EXERCISE GOAL:
Search the records for the string "achieve" and copy every line in which it appears.

THE INPUT:
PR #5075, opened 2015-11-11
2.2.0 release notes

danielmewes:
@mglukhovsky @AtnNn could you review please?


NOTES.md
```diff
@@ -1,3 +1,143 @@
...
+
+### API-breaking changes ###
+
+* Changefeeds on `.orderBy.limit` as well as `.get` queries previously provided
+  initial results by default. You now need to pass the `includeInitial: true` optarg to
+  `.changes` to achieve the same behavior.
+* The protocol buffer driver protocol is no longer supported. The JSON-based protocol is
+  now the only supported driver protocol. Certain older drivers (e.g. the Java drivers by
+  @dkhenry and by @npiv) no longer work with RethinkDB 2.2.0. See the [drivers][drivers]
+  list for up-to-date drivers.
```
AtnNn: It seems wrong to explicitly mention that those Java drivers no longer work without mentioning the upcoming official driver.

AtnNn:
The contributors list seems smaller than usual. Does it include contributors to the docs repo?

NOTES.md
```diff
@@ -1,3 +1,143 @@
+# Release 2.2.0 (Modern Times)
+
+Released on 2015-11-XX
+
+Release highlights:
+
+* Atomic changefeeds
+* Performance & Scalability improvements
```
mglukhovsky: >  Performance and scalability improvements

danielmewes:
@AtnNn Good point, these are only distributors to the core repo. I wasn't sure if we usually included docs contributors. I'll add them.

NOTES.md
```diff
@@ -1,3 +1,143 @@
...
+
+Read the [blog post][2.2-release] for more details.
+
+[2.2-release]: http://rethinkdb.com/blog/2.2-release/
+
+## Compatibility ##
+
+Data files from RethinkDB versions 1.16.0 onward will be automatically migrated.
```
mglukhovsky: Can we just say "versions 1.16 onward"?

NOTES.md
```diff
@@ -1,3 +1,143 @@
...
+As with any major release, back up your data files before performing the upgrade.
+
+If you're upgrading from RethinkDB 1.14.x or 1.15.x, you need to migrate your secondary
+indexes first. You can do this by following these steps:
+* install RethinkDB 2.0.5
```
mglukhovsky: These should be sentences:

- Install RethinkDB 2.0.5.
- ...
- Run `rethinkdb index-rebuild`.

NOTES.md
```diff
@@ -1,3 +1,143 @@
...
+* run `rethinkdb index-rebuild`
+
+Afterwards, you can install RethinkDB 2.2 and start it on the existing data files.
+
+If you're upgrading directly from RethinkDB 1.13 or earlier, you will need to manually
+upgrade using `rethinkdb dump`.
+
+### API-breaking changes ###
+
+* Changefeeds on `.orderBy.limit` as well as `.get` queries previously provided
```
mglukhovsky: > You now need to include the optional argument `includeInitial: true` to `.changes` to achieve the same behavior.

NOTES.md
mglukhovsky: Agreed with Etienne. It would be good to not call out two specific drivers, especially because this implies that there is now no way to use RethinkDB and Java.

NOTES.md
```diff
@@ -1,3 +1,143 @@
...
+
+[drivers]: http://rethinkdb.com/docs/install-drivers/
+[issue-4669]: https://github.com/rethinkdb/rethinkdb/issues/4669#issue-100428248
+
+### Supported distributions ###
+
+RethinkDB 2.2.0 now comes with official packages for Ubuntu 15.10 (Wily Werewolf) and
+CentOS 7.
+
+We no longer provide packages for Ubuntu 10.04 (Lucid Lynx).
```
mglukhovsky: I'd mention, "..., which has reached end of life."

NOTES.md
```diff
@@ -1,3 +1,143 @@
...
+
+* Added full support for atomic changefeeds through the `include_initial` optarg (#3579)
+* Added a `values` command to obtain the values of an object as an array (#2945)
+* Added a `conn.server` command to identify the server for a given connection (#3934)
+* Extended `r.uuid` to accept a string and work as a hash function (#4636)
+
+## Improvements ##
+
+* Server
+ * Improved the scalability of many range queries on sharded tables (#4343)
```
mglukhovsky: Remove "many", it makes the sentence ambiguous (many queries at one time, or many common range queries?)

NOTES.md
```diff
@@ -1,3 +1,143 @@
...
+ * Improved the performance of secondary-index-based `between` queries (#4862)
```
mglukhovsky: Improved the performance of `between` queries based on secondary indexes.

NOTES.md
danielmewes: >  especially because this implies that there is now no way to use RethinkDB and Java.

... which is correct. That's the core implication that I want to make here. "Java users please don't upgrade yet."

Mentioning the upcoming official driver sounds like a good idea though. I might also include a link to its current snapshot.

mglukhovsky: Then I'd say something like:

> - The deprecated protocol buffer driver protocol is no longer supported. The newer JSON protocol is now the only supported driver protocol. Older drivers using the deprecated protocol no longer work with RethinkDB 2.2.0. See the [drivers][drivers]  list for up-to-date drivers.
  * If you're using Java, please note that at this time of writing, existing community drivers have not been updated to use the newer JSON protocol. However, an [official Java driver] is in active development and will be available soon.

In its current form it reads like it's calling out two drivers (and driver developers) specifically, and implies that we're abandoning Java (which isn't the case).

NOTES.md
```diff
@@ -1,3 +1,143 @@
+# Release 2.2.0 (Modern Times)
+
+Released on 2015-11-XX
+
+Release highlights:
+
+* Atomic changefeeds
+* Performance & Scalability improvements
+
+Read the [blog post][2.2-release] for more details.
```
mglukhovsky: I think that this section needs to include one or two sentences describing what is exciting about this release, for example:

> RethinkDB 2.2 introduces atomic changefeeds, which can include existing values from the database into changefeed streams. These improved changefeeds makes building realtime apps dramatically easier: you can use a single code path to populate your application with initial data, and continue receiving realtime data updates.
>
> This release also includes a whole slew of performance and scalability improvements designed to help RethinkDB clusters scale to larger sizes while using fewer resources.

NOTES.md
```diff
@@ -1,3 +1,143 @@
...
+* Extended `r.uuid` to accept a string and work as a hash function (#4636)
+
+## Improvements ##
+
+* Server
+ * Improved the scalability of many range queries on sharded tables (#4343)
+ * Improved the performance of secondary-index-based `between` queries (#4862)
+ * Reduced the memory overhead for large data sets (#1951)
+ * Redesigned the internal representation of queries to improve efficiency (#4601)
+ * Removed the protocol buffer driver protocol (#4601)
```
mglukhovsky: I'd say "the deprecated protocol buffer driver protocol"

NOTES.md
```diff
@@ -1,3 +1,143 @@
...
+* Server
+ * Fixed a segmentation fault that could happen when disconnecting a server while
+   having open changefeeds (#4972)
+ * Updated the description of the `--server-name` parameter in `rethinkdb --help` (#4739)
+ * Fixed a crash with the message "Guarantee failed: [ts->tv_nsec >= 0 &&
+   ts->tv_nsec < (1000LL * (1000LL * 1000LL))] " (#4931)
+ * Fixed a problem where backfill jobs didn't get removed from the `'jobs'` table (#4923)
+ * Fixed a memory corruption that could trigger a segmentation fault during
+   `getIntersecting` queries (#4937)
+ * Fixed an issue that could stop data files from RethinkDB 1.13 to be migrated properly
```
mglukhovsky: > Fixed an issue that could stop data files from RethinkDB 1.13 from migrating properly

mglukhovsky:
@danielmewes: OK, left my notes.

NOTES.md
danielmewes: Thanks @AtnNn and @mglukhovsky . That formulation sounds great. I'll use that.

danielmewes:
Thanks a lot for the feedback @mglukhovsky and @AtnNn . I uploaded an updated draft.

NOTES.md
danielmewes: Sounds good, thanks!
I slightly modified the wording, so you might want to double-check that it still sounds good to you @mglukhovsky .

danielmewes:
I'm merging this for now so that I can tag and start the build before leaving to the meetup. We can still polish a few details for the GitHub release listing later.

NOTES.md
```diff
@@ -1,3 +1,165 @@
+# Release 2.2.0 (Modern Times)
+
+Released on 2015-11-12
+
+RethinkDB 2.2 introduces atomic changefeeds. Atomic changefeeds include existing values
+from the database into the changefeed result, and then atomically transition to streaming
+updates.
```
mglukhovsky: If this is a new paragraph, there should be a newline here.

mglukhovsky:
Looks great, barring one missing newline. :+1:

THE COMPLETED TASK:
+  `.changes` to achieve the same behavior.
mglukhovsky: > You now need to include the optional argument `includeInitial: true` to `.changes` to achieve the same behavior.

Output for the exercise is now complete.